• Information:
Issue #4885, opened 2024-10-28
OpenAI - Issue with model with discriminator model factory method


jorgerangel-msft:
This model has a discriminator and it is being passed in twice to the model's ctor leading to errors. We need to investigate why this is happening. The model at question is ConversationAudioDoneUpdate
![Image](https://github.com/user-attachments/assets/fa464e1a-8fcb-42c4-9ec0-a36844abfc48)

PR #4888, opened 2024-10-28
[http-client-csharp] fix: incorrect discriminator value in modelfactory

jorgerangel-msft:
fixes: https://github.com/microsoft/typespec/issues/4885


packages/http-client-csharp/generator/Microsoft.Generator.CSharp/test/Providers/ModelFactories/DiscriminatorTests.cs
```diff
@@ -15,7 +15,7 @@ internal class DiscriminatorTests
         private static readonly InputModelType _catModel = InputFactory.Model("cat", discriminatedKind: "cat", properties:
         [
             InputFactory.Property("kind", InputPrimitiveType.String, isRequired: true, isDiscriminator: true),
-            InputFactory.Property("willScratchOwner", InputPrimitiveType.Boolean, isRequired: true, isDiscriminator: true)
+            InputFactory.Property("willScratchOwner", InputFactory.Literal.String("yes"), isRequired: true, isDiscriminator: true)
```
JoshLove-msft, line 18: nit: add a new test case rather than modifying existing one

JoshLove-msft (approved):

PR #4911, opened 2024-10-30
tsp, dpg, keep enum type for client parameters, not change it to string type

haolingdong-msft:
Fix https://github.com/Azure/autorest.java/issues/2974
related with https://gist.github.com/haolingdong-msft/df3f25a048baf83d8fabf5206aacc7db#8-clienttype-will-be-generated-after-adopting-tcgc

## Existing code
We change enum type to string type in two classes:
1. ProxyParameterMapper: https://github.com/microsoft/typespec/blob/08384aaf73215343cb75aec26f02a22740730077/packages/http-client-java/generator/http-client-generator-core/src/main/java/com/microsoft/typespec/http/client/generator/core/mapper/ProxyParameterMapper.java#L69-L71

• Work request:
Of the lines above, copy each that contains "InputFactory".

• Output for this exercise:
         private static readonly InputModelType _catModel = InputFactory.Model("cat", discriminatedKind: "cat", properties:
             InputFactory.Property("kind", InputPrimitiveType.String, isRequired: true, isDiscriminator: true),
-            InputFactory.Property("willScratchOwner", InputPrimitiveType.Boolean, isRequired: true, isDiscriminator: true)
+            InputFactory.Property("willScratchOwner", InputFactory.Literal.String("yes"), isRequired: true, isDiscriminator: true)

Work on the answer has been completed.